## Exercise details
Would you print every entry exactly as it appears?

## Records for the task
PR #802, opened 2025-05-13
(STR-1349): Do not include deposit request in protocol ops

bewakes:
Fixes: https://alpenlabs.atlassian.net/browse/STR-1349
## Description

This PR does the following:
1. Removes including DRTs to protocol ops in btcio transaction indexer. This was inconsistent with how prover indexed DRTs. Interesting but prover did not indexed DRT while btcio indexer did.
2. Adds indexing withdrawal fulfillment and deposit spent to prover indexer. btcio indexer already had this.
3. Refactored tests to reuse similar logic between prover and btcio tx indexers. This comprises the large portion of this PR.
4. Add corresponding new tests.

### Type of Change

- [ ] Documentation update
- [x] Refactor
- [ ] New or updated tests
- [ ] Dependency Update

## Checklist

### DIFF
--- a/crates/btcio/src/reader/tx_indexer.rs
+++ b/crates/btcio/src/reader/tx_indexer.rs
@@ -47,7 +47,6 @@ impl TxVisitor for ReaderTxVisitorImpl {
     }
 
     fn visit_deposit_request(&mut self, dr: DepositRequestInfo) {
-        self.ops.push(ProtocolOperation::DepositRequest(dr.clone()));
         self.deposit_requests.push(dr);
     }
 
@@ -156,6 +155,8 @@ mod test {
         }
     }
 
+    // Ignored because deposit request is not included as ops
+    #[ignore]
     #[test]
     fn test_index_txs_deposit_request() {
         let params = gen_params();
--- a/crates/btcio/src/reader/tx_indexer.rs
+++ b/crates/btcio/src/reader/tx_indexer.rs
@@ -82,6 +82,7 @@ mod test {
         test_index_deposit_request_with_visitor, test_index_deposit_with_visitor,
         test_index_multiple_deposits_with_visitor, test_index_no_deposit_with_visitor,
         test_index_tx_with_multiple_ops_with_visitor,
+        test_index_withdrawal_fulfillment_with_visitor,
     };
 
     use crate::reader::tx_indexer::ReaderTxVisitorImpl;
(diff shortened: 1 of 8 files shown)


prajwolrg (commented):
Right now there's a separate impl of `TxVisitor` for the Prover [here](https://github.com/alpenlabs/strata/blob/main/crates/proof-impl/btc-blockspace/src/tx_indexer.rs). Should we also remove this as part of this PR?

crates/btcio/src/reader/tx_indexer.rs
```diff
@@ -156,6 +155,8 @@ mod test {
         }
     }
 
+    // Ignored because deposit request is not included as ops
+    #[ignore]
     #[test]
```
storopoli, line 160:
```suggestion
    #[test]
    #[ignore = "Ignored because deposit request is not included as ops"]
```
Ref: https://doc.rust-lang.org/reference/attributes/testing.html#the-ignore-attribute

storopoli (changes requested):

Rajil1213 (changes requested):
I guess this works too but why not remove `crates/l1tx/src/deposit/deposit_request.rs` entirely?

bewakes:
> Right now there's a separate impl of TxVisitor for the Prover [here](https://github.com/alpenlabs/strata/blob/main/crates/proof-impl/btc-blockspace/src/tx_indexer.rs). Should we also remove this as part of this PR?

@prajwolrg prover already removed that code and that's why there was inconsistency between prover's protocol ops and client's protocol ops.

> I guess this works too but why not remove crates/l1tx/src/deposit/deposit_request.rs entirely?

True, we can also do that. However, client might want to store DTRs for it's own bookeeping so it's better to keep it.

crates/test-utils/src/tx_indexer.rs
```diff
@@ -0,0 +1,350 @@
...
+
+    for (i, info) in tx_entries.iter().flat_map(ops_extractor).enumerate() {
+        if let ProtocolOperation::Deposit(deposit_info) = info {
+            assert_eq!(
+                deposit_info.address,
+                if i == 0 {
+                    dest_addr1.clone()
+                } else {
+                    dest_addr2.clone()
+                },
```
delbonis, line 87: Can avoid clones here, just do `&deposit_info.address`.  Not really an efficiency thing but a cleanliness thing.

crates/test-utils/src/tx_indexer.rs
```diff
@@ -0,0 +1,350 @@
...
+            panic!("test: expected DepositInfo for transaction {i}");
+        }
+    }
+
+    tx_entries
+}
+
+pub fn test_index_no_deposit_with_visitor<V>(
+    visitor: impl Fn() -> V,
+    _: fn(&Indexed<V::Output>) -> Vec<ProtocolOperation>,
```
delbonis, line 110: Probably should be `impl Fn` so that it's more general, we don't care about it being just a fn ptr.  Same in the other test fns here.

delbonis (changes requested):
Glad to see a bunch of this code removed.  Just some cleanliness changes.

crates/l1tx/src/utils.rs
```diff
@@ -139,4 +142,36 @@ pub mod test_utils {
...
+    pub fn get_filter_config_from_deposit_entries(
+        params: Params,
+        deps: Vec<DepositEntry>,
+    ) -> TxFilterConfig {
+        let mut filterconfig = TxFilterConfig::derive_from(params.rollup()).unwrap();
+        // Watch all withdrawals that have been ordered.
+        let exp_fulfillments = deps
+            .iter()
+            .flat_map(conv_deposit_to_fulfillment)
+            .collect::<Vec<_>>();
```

## Written solution
PR #802, opened 2025-05-13
(STR-1349): Do not include deposit request in protocol ops

bewakes:
Fixes: https://alpenlabs.atlassian.net/browse/STR-1349
## Description

This PR does the following:
1. Removes including DRTs to protocol ops in btcio transaction indexer. This was inconsistent with how prover indexed DRTs. Interesting but prover did not indexed DRT while btcio indexer did.
2. Adds indexing withdrawal fulfillment and deposit spent to prover indexer. btcio indexer already had this.
3. Refactored tests to reuse similar logic between prover and btcio tx indexers. This comprises the large portion of this PR.
4. Add corresponding new tests.

### Type of Change

- [ ] Documentation update
- [x] Refactor
- [ ] New or updated tests
- [ ] Dependency Update

## Checklist

### DIFF
--- a/crates/btcio/src/reader/tx_indexer.rs
+++ b/crates/btcio/src/reader/tx_indexer.rs
@@ -47,7 +47,6 @@ impl TxVisitor for ReaderTxVisitorImpl {
     }
 
     fn visit_deposit_request(&mut self, dr: DepositRequestInfo) {
-        self.ops.push(ProtocolOperation::DepositRequest(dr.clone()));
         self.deposit_requests.push(dr);
     }
 
@@ -156,6 +155,8 @@ mod test {
         }
     }
 
+    // Ignored because deposit request is not included as ops
+    #[ignore]
     #[test]
     fn test_index_txs_deposit_request() {
         let params = gen_params();
--- a/crates/btcio/src/reader/tx_indexer.rs
+++ b/crates/btcio/src/reader/tx_indexer.rs
@@ -82,6 +82,7 @@ mod test {
         test_index_deposit_request_with_visitor, test_index_deposit_with_visitor,
         test_index_multiple_deposits_with_visitor, test_index_no_deposit_with_visitor,
         test_index_tx_with_multiple_ops_with_visitor,
+        test_index_withdrawal_fulfillment_with_visitor,
     };
 
     use crate::reader::tx_indexer::ReaderTxVisitorImpl;
(diff shortened: 1 of 8 files shown)


prajwolrg (commented):
Right now there's a separate impl of `TxVisitor` for the Prover [here](https://github.com/alpenlabs/strata/blob/main/crates/proof-impl/btc-blockspace/src/tx_indexer.rs). Should we also remove this as part of this PR?

crates/btcio/src/reader/tx_indexer.rs
```diff
@@ -156,6 +155,8 @@ mod test {
         }
     }
 
+    // Ignored because deposit request is not included as ops
+    #[ignore]
     #[test]
```
storopoli, line 160:
```suggestion
    #[test]
    #[ignore = "Ignored because deposit request is not included as ops"]
```
Ref: https://doc.rust-lang.org/reference/attributes/testing.html#the-ignore-attribute

storopoli (changes requested):

Rajil1213 (changes requested):
I guess this works too but why not remove `crates/l1tx/src/deposit/deposit_request.rs` entirely?

bewakes:
> Right now there's a separate impl of TxVisitor for the Prover [here](https://github.com/alpenlabs/strata/blob/main/crates/proof-impl/btc-blockspace/src/tx_indexer.rs). Should we also remove this as part of this PR?

@prajwolrg prover already removed that code and that's why there was inconsistency between prover's protocol ops and client's protocol ops.

> I guess this works too but why not remove crates/l1tx/src/deposit/deposit_request.rs entirely?

True, we can also do that. However, client might want to store DTRs for it's own bookeeping so it's better to keep it.

crates/test-utils/src/tx_indexer.rs
```diff
@@ -0,0 +1,350 @@
...
+
+    for (i, info) in tx_entries.iter().flat_map(ops_extractor).enumerate() {
+        if let ProtocolOperation::Deposit(deposit_info) = info {
+            assert_eq!(
+                deposit_info.address,
+                if i == 0 {
+                    dest_addr1.clone()
+                } else {
+                    dest_addr2.clone()
+                },
```
delbonis, line 87: Can avoid clones here, just do `&deposit_info.address`.  Not really an efficiency thing but a cleanliness thing.

crates/test-utils/src/tx_indexer.rs
```diff
@@ -0,0 +1,350 @@
...
+            panic!("test: expected DepositInfo for transaction {i}");
+        }
+    }
+
+    tx_entries
+}
+
+pub fn test_index_no_deposit_with_visitor<V>(
+    visitor: impl Fn() -> V,
+    _: fn(&Indexed<V::Output>) -> Vec<ProtocolOperation>,
```
delbonis, line 110: Probably should be `impl Fn` so that it's more general, we don't care about it being just a fn ptr.  Same in the other test fns here.

delbonis (changes requested):
Glad to see a bunch of this code removed.  Just some cleanliness changes.

crates/l1tx/src/utils.rs
```diff
@@ -139,4 +142,36 @@ pub mod test_utils {
...
+    pub fn get_filter_config_from_deposit_entries(
+        params: Params,
+        deps: Vec<DepositEntry>,
+    ) -> TxFilterConfig {
+        let mut filterconfig = TxFilterConfig::derive_from(params.rollup()).unwrap();
+        // Watch all withdrawals that have been ordered.
+        let exp_fulfillments = deps
+            .iter()
+            .flat_map(conv_deposit_to_fulfillment)
+            .collect::<Vec<_>>();
```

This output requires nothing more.